How to avoid corrupted deferred actions

Previous Topic Next Topic
 
classic Classic list List threaded Threaded
15 messages Options
Reply | Threaded
Open this post in threaded view
|

How to avoid corrupted deferred actions

Sebastián Sastre
Hi all,

    I had an application that stores stb files (serialized models) as the
main user application file type.

    With this files the user can open and store the state of it document.

    Now I found that when opening one of this models and click on a list
header to sort some list of items that are part of the model, when I store
it on disk, then I can't restore it again.

    Debugging the error when the model is beign loaded, I found that the
model deserializes OK but inmediately after it tries to evaluate some
deferred actions that has inside an invalid view.

    My question is: how that view reached the model (only when sorting the
headers)? and how to avoid any kind of undesirable deferred actions like
this.

    regards,

--
Sebastián Sastre
[hidden email]
www.seaswork.com.ar


Reply | Threaded
Open this post in threaded view
|

Re: How to avoid corrupted deferred actions

Schwab,Wilhelm K
Sebastián,

>     Now I found that when opening one of this models and click on a list
> header to sort some list of items that are part of the model, when I store
> it on disk, then I can't restore it again.

There at least was a bug in Dolphin, such that sort blocks were
captured, causing problems on re-load after sorting.  My recollection is
that this has long since been patched, but I can't speak from
experience, because my workaround #asOrderedCollection and #list: sends
are still in place (there was really no reason to remove them).


>     Debugging the error when the model is beign loaded, I found that the
> model deserializes OK but inmediately after it tries to evaluate some
> deferred actions that has inside an invalid view.
>
>     My question is: how that view reached the model (only when sorting the
> headers)? and how to avoid any kind of undesirable deferred actions like
> this.

First, I could be "remembering" a fix that does not exist.  Otherwise,
are you by any chance loading the model from other than the UI process?

Have a good one,

Bill

--
Wilhelm K. Schwab, Ph.D.
[hidden email]


Reply | Threaded
Open this post in threaded view
|

Re: How to avoid corrupted deferred actions

Louis Sumberg-2
In reply to this post by Sebastián Sastre
Hi Sebastian,

>     Now I found that when opening one of this models and click on a list
> header to sort some list of items that are part of the model, when I store
> it on disk, then I can't restore it again.

As Bill noted in his reply, this does sound like the old "stb filing a
sorted collection" problem.  I don't think there ever was a system fix for
this.  Try converting the model's list to an OrderedCollection before saving
it and see if that works.

-- Louis


Reply | Threaded
Open this post in threaded view
|

Re: How to avoid corrupted deferred actions

Chris Uppal-3
In reply to this post by Sebastián Sastre
Sebastián Sastre wrote:

>     I had an application that stores stb files (serialized models) as the
> main user application file type.

Leaving aside the specific problems, which other people have already addressed,
I want to advise against using STB in this way at all.

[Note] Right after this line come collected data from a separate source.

PR #2026, opened 2015-07-10
New Commodities functionality for Quandl spice

brianrisk:
Queries triggered by "price" and "cost of" + any of the following:

aluminum alloy
aluminum
coal
copper
crude oil
gasoline spot
gold
natural gas
palladium
platinum
silver

-----
IA Page: https://duck.co/ia/view/quandl_commodities


share/spice/quandl/commodities/quandl_commodities.js
```diff
@@ -0,0 +1,137 @@
...
+        // we need two data points to get percent change
+        if (result.data.length < 2) {
+            return Spice.failed('quandl_commodities');
+        }
+        
+        var quandlCode = result.source_code + "/" + result.code;
+        
+        // setting title and units based on database/dataset string
+        result.header = "Price of ";
+        if (quandlCode === "OFDP/ALUMINIUM_21") {
```
moollaza: May be a little cleaner to use a `switch` here, or better yet, an object that maps the codes to the header and unit so you have:

```js
var commodities = {
    "OFDP/ALUMINIUM_21": {
        header: "Aluminium",
        units: "$USD/tonne",
    },
    ...
}

result.header = "Price of " + commodities[quandleCode].header;
result.units = commodities[quandleCode].units;
```

brianrisk: Love it!  Will do.

share/spice/quandl/commodities/quandl_commodities.js
```diff
@@ -0,0 +1,137 @@
...
+        result.urlTitle = 'View more data at Quandl';
+
+        var recentValue = result.data[0][1];
+        var previousValue = result.data[1][1];
+
+        // month array to make string version of date
+        var months = ["Jan", "Feb", "Mar", "Apr", "May", "Jun", "Jul", "Aug", "Sep", "Oct", "Nov", "Dec"];
+
+        // adding in the previous date point date
+        var fromDate = new Date(result.data[1][0]);
```
moollaza: I think it would be a little more "Spice-esque" take advantage of Moment.js so you don't have to make a `months` array or deal with the other date stuff:

```js
DDG.require('moment.js', function() {
Spice.add({
  ...
  normalize: function(data) {
    return {
      date: moment(data.to_date).format('MMMM Do YYYY')
    }
}
```

brianrisk:
@moollaza your suggested changes have been implemented; those were good suggestions!

share/spice/quandl/commodities/quandl_commodities.js
```diff
@@ -0,0 +1,134 @@
...
+    env.ddg_spice_quandl_commodities = function(api_result){
+
+        if (!api_result) {
+            return Spice.failed('quandl_commodities');
+        }
+
+        var result = api_result;
+
+        // we need two data points to get percent change
+        if (result.data.length < 2) {
```
jagtalon: Check if `result.data` exists before getting the `length` property.

brianrisk: @jagtalon  Done.  Also done for the other Quandl spices.

share/spice/quandl/commodities/quandl_commodities.js
```diff
@@ -0,0 +1,134 @@
...
+        // getting rounded percentage
+        var percentChange = 10000 * ((recentValue - previousValue) / Math.abs(previousValue));
+        percentChange = Math.round(percentChange);
+        percentChange /= 100;
+        result.change_percent = Math.abs(percentChange);
+
+        // setting style based on change
+        if (percentChange > 0) result.changeDirection = 'up';
+        if (percentChange < 0) result.changeDirection = 'down';
+        if (percentChange == 0) result.changeDirection = 'up';
```
jagtalon: Could maybe simplify to this?

```javascript
if (percentChange >= 0) {
    result.changeDirection = 'up';
} else {
    result.changeDirection = 'down';
}
```

brianrisk: @jagtalon there used to be a "no change" option that this addressed.  I kept the code this way in case we opted to return to that.

jagtalon: Ah got it.

lib/DDG/Spice/Quandl/Commodities.pm
```diff
@@ -0,0 +1,65 @@
...
+category "facts";
+attribution web => ["https://www.quandl.com", "Quandl"],
+            twitter => "quandl";
+            
+# hash associating triggers with indicator codes
+my $primary_hash = LoadFile(share('commodities_primary.yml')); 
+
+# triggers sorted by length so more specific is used first
+my @primary_keys = sort { length $b <=> length $a } keys($primary_hash);
+my $primary_qr = join "|", @primary_keys;
```
jagtalon: Looks like `$primary_qr` isn't being used?

share/spice/quandl/commodities/commodities_primary.yml
```diff
@@ -0,0 +1,4 @@
+price: price
+prices: prices
+cost of: cost of
+azzz: azzz
```
jagtalon: what's `azzz`?

brianrisk:
@jagtalon my bad on the 'azzz'.  The Zanran spice was getting triggering queries on "price" there fore I added the 'azzz' trigger for testing; I forgot to take it out.  (BTW Zanran seem broken as it is not returning results).  

RE $primary_qr -- good catch.  I adapted this spice from the Quandl Worldbank spice; this was old code.

moollaza:
@brianrisk I had a chance to put this one on a machine and start testing it. I noticed that some (all?) of these sources aren't providing real time information which I'm a little skeptical about. Do you know if any of these are real time?

I think we'd be better off using a source like Xignite (who we already use for Stocks) to get most of this info as they'll have more accurate numbers. I noticed for example that the natural gas data was over a month old.

A couple other things:
- The result for coal has a misspelled title, I think there's a typo in the API or the data file? It says "Cloal" (https://moollaza.duckduckgo.com/?q=price+of+coal&ia=commodities)
- We actually have prices for Gold, Silver, Platinum and Palladium via XE.com: https://duckduckgo.com/?q=gold&t=ffab&ia=currency -- but the triggering definitely needs improving as "price of gold" doesn't show the result

brianrisk:
@moollaza: Bummer.  However, this makes sense.  For these kinds of prices, users are after up-to-the-moment values.  I didn't know Xignite was an option; I'm fine with scrapping this Quandl implementation in favor of refining the Xignite spice.

moollaza:
>  I'm fine with scrapping this Quandl implementation in favor of refining the Xignite spice.

To clarify, we till need to speak to Xignite about getting access to that data set. Right now we only have access to the Stocks API. I'll make a task to reach out to them, but commodities isn't really a high priority because we haven't seen any demand for this info from our users.

PR #2040, opened 2015-07-16
set signal 'high'

### LINKED ISSUE #1834: Currency: Change signal to high for better triggering
The Currency Spice isn't always displaying when it has a tab - we need to set the `signal: 'high'` for this IA so that it works for queries like these:

https://duckduckgo.com/?q=25+USD+in+DKK

------

https://duck.co/ia/view/currency

gokul1794:
fixes #1834


moollaza:
LGTM :+1: @gokul1794 thanks

Issue #2000, opened 2015-07-06
Airlines: flight tracker not showing all flights happening today


whmountains:
Expected behavior: show all four "UA1567" flights happening today:
* DEN -> GEG (left yesterday but arrived today)
* IAH -> LAX
* LAX -> DEN
* DEN -> GEG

It's a great way to get an application up and running quickly, and -- as
such -- is a very useful short-cut during development, but I wouldn't stick
with STB in the long run.  For instance I'd say it's mistake to go on using STB
once you reach the point where you want to keep /real/ data in the file, rather
than just throwaway test data.

The problems are two-fold.

First is that it is actually quite inconvenient using STB in the long run.  As
the model evolves you have to do one of:
    1) convert saved data to the new format manually
    2) write STB conversion code
    3) discard all your saved data
Only the last is really what I'd call "convenient", so STB isn't really
suitable for storing valuable data.  As you may guess, I'm talking from
experience here :-(

Second is that there are quite serious security implications for the use of
STB.  This may not matter at all for your application, but it's something to
consider carefully, especially if anyone except you is going to use it.
Basically the problem is that de-STB-ing a "malicious" byte sequence can cause
Dolphin to execute almost arbitrary code.  I can create a file which will cause
any application that de-STBs it to truncate any other file that I choose
(subject to OS permissions).  It will even work on most deployed applications.
I think I know how to use the same mechanisms to perform more complicated
attacks, but I haven't bothered to try it.  I have no intention of posting
details here ;-) but, for instance, if you use the Dolphin sample program
"chat" to talk to me on the Internet, then be prepared to chaos...  That passes
STB-ed objects back and forth over the Net, and so is vulnerable.  Recent
versions of Dolphin have the class STBValidatingInFiler which, at some cost in
extra complexity, can be used to mitigate these problems by allowing you to
control which classes are acceptable in an STB file.

    -- chris


Reply | Threaded
Open this post in threaded view
|

Re: How to avoid corrupted deferred actions

Andy Bower-3
Sebastian, Chris

> Sebastian Sastre wrote:
>
> >     I had an application that stores stb files (serialized models)
> > as the main user application file type.
>
> Leaving aside the specific problems, which other people have already
> addressed, I want to advise against using STB in this way at all.
>
> It's a great way to get an application up and running quickly, and --
> as such -- is a very useful short-cut during development, but I
> wouldn't stick with STB in the long run.  For instance I'd say it's
> mistake to go on using STB once you reach the point where you want to
> keep real data in the file, rather than just throwaway test data.
>
> The problems are two-fold.
>
> First is that it is actually quite inconvenient using STB in the long
> run.  As the model evolves you have to do one of:
>     1) convert saved data to the new format manually
>     2) write STB conversion code
>     3) discard all your saved data
> Only the last is really what I'd call "convenient", so STB isn't
> really suitable for storing valuable data.  As you may guess, I'm
> talking from experience here :-(

While I agree with Chris that STB may well not be suitable for long
term data storage, I'm not sure I agree with the reasons. For e.g I
don't really see why 2) write STB conversion code is not "convenient";
it doesn't seem that hard or time consuming to write the conversion
methods when they become necessary. Indeed, I would say that with any
data storage method you will end up doing one of the above actions if
the object format changes so that it no longer directly maps to the
saved data.

I also agree with Chris' analysis of the security implications but this
may not be a concern if the data is not being transmitted over an
insecure connection (i.e. if it just resides on the local disk).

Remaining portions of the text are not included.